_Data under study_

○ ○ ○ ○

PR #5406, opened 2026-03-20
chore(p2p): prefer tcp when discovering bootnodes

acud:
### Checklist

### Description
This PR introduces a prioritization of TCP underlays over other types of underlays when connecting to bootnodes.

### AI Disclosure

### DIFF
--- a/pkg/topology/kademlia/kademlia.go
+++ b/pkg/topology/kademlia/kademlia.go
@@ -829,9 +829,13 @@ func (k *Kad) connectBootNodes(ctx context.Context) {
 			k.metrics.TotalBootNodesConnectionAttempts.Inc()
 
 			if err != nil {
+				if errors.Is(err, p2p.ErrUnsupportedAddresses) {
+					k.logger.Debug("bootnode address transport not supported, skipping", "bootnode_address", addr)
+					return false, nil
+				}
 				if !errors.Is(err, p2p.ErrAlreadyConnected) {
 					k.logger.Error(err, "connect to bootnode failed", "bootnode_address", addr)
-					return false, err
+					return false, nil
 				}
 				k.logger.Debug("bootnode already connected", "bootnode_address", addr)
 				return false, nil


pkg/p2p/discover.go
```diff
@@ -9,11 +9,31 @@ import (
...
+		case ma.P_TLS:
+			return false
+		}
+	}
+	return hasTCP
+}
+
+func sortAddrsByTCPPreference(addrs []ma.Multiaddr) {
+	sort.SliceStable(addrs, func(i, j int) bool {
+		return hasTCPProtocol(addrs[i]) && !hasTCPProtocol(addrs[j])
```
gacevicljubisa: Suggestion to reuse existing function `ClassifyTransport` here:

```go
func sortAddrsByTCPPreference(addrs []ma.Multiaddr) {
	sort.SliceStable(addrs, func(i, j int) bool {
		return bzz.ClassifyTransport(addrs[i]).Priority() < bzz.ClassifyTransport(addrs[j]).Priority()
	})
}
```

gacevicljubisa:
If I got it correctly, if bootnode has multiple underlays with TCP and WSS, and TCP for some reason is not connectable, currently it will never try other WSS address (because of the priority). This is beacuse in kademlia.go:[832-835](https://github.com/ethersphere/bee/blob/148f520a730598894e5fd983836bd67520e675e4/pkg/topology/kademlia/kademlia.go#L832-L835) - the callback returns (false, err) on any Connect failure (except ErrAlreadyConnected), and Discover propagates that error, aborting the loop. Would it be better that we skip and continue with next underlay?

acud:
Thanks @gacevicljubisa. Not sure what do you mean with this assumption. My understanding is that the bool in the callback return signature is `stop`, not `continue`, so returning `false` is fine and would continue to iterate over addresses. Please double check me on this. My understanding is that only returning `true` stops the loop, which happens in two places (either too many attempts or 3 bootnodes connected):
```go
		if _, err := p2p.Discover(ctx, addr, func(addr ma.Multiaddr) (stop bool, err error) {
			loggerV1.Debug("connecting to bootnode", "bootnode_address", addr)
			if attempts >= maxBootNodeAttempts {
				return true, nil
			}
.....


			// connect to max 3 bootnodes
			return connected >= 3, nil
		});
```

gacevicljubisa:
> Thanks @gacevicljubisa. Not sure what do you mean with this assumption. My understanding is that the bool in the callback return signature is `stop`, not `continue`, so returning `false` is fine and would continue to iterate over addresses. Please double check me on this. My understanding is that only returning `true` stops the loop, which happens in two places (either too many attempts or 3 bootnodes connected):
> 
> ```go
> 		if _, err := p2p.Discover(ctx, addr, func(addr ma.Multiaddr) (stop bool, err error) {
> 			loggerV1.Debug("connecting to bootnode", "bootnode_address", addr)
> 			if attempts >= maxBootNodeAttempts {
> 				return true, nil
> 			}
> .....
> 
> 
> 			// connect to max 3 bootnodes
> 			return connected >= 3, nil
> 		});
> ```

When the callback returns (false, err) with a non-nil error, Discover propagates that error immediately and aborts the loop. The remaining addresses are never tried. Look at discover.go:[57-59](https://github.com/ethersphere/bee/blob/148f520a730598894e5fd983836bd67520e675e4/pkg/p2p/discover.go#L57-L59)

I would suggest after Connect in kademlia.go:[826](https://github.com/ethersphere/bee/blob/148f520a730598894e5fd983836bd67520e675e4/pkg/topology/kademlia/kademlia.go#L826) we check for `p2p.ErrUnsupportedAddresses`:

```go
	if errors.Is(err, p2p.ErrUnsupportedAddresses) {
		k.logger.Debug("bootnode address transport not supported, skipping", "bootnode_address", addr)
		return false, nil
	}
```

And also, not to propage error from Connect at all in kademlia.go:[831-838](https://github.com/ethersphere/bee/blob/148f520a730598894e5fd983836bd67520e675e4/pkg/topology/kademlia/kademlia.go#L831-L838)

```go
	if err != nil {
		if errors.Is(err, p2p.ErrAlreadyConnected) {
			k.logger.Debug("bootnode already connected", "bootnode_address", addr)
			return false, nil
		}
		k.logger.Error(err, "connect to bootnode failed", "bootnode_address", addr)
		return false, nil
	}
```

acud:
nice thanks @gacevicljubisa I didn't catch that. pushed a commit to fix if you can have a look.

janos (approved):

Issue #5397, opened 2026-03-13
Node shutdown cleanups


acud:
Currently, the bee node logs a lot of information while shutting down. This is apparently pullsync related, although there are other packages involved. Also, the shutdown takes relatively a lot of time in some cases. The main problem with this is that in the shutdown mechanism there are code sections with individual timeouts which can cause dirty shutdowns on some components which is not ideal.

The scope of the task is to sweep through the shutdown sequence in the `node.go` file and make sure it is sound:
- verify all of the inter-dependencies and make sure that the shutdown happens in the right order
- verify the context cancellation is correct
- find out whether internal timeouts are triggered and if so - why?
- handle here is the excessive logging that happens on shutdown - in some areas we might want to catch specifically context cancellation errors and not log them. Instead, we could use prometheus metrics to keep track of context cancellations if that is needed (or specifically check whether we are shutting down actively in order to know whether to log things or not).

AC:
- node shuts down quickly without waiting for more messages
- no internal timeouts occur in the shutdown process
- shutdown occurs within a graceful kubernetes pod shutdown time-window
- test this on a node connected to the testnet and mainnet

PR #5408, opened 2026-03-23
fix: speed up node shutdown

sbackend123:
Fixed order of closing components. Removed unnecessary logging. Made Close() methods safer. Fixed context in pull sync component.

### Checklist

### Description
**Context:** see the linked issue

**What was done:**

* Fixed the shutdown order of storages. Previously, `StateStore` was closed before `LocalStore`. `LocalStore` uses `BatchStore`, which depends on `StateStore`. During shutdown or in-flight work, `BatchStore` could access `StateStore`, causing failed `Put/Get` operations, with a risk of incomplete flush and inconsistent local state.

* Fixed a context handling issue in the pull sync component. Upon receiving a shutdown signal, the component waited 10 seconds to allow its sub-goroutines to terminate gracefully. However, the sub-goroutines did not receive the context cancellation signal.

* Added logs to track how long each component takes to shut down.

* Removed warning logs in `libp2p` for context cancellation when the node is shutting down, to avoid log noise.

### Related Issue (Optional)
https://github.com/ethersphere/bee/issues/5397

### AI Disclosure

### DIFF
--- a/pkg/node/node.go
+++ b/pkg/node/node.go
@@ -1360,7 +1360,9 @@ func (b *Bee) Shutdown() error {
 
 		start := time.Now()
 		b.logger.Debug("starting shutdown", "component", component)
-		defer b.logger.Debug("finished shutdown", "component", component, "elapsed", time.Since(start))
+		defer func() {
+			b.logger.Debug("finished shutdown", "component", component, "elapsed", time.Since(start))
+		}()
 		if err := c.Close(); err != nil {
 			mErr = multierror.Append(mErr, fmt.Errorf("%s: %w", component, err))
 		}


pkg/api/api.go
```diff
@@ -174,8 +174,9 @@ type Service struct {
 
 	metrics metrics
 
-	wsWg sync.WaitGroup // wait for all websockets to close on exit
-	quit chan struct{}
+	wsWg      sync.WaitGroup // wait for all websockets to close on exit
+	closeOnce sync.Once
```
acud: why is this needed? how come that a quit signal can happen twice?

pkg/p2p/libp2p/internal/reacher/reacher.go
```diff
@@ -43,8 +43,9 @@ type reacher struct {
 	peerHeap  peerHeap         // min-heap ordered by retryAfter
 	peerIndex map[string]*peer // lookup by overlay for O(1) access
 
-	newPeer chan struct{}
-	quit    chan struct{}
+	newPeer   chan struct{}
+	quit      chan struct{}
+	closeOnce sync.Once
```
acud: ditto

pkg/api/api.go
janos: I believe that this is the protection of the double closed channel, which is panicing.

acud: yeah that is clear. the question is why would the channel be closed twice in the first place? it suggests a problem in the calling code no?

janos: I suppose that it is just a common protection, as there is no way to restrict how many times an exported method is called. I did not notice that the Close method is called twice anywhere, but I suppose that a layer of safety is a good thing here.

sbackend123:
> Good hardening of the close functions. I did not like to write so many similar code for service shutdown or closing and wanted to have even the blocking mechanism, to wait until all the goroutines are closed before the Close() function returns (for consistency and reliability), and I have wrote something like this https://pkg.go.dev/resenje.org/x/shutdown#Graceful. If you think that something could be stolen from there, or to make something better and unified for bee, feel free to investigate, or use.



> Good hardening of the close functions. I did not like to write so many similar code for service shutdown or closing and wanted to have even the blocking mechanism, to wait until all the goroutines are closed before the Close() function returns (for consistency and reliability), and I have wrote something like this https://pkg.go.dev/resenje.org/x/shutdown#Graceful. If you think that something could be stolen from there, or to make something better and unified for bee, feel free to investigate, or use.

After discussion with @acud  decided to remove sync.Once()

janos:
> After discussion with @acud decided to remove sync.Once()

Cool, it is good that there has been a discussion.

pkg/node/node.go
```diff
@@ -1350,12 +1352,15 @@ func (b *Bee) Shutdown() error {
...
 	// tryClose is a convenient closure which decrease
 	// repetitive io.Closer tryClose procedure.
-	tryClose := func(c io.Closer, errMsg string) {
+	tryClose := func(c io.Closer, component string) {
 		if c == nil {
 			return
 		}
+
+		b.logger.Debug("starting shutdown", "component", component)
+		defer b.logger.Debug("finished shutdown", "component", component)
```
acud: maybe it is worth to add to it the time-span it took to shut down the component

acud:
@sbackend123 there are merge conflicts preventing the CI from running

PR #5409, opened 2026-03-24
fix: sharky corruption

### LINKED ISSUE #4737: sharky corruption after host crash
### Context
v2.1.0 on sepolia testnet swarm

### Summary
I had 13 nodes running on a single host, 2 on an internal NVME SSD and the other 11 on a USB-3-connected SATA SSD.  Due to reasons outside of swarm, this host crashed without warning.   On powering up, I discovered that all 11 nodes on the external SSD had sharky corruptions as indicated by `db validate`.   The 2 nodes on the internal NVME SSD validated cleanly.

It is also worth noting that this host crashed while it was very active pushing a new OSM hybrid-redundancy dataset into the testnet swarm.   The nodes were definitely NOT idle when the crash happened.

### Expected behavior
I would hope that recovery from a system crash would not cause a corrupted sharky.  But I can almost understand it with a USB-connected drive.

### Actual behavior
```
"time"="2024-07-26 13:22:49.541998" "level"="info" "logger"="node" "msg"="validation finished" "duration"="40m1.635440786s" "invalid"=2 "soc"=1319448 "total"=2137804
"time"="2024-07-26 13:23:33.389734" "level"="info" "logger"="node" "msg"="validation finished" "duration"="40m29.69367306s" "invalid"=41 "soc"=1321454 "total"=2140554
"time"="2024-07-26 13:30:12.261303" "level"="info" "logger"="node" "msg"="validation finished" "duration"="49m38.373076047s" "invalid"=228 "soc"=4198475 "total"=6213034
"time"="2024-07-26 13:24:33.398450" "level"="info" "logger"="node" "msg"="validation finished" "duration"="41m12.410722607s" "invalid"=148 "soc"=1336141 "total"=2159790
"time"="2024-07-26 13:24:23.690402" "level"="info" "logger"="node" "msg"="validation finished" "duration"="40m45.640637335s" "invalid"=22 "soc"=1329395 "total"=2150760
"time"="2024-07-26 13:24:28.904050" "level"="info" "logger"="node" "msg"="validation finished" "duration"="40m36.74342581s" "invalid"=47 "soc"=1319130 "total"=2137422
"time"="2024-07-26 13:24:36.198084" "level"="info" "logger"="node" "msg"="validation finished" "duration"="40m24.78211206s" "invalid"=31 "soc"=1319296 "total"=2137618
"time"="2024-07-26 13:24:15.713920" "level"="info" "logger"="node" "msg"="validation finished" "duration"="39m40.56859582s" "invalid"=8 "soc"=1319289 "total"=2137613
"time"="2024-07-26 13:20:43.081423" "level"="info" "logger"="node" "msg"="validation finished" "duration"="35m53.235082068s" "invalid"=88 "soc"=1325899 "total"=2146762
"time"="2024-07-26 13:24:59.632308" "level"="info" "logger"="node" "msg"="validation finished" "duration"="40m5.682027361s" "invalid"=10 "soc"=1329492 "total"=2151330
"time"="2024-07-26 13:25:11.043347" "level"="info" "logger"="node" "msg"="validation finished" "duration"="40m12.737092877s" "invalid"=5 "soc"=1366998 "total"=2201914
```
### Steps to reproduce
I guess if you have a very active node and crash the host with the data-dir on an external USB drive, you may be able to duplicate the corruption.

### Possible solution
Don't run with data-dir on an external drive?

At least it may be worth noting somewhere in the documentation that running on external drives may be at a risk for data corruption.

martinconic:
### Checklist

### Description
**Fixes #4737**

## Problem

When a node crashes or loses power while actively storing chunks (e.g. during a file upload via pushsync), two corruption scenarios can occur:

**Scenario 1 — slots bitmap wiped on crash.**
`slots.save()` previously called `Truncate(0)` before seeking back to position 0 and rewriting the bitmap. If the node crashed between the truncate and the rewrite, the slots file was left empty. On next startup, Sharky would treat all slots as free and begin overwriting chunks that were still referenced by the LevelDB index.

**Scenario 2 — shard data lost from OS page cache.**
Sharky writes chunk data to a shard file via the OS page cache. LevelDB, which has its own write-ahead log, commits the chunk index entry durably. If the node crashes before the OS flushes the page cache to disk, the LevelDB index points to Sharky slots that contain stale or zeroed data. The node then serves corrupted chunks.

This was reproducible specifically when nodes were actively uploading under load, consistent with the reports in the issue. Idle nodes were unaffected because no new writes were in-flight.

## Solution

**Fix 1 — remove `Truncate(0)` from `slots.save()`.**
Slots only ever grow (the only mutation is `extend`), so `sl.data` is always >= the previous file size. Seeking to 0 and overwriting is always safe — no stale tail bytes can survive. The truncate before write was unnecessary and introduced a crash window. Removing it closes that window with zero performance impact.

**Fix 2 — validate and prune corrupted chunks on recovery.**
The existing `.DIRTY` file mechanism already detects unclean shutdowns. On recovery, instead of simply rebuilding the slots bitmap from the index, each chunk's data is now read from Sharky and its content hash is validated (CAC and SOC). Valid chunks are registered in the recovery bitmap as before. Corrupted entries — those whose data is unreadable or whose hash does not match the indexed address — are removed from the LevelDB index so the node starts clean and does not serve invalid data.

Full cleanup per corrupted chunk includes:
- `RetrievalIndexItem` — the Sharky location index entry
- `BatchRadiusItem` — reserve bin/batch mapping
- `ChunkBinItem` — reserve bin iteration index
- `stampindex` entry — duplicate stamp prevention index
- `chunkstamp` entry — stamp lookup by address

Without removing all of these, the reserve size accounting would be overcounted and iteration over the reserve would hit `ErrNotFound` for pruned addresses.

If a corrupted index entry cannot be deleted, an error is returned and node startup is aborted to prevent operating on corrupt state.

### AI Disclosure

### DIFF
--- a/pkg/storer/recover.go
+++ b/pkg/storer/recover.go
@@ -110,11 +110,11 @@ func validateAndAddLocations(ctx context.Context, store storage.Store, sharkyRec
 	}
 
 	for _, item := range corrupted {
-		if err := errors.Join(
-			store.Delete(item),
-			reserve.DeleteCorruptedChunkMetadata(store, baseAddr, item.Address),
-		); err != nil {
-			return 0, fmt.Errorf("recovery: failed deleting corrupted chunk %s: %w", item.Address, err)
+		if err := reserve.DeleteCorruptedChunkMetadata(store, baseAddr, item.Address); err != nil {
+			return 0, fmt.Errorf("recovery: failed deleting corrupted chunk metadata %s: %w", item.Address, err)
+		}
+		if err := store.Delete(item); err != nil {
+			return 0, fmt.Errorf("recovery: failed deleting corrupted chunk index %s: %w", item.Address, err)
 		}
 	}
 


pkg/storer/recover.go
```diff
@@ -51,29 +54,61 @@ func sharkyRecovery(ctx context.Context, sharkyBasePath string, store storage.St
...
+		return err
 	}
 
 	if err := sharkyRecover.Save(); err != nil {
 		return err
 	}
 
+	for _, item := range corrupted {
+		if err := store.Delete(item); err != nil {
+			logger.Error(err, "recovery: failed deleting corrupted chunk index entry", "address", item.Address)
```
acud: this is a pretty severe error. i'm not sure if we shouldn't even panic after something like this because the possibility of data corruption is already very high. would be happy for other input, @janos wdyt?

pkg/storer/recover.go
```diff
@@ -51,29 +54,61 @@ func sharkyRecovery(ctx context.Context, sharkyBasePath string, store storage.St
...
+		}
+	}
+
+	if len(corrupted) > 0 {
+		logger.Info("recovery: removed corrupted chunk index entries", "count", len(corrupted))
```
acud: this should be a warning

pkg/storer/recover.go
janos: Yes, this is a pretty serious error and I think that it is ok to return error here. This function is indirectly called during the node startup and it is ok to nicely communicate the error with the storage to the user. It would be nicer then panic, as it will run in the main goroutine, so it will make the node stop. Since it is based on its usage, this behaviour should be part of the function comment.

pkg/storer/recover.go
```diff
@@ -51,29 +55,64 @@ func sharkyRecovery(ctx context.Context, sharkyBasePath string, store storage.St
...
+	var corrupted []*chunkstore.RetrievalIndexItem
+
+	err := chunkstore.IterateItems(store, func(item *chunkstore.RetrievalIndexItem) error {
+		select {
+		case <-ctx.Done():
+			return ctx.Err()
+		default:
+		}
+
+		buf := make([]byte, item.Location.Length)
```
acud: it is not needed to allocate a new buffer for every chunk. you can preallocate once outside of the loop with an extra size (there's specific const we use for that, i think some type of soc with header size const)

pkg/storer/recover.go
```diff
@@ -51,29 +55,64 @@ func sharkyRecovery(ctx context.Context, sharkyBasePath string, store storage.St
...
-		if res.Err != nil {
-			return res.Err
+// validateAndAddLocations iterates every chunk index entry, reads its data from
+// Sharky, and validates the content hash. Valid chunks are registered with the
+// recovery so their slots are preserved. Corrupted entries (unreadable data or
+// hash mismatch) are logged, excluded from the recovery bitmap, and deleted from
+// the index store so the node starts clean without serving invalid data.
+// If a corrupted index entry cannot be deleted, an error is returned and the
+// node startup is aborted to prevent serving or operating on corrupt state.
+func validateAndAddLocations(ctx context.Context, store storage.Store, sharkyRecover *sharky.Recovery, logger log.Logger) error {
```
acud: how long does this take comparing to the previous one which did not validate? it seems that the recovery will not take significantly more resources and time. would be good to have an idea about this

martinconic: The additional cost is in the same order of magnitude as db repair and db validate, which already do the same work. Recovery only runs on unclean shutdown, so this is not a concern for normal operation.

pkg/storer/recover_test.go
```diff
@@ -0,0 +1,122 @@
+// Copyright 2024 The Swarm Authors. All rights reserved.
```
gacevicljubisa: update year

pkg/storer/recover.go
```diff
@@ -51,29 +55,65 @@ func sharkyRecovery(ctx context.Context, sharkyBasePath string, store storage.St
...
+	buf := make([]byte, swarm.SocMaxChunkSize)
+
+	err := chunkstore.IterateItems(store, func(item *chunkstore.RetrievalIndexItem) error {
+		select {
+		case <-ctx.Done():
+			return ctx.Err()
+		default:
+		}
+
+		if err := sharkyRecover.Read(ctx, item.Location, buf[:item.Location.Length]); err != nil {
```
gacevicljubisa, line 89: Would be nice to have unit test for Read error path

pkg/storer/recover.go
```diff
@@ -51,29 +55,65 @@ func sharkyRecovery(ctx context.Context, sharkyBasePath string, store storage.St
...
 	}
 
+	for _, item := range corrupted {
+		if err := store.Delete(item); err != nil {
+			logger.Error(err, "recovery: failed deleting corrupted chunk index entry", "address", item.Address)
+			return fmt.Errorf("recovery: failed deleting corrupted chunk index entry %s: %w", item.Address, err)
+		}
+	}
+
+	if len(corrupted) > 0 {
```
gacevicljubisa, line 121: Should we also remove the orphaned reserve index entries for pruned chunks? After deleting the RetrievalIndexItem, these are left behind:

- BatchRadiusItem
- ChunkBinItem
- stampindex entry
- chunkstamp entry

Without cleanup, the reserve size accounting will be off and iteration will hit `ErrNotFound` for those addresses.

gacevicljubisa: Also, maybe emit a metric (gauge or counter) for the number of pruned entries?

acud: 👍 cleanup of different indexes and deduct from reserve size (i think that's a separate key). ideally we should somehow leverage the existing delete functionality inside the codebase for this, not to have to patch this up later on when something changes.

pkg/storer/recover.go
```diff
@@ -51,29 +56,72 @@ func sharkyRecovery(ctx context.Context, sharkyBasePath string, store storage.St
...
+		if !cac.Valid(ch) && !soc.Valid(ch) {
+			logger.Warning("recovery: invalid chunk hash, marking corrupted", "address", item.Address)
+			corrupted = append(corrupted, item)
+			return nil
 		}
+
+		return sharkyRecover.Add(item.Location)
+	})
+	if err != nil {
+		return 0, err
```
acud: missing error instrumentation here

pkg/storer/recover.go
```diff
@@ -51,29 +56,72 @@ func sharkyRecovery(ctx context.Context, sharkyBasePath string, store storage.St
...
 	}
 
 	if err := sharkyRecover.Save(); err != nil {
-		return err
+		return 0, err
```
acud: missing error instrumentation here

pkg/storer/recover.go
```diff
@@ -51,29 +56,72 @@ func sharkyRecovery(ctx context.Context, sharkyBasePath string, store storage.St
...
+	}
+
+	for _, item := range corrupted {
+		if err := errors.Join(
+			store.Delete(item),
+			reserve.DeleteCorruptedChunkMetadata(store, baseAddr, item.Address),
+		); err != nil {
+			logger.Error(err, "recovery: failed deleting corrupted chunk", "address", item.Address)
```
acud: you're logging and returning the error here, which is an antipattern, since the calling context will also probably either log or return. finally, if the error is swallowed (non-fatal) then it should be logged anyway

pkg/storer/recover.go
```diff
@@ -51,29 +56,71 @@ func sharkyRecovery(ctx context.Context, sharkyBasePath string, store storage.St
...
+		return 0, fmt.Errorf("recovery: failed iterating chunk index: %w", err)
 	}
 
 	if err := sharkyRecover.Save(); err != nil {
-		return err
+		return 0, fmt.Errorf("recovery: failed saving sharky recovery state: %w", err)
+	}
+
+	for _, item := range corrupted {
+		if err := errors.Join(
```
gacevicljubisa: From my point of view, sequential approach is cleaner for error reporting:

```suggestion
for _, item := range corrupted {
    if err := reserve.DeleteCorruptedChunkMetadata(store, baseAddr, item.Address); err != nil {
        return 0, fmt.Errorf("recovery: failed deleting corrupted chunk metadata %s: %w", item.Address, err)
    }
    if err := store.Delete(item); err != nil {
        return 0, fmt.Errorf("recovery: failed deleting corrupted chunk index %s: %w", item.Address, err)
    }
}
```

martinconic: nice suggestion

○ ○ ○ ○

Above are the records; copy each line from them that includes the string "noting".

_Your response_
It is also worth noting that this host crashed while it was very active pushing a new OSM hybrid-redundancy dataset into the testnet swarm.   The nodes were definitely NOT idle when the crash happened.
At least it may be worth noting somewhere in the documentation that running on external drives may be at a risk for data corruption.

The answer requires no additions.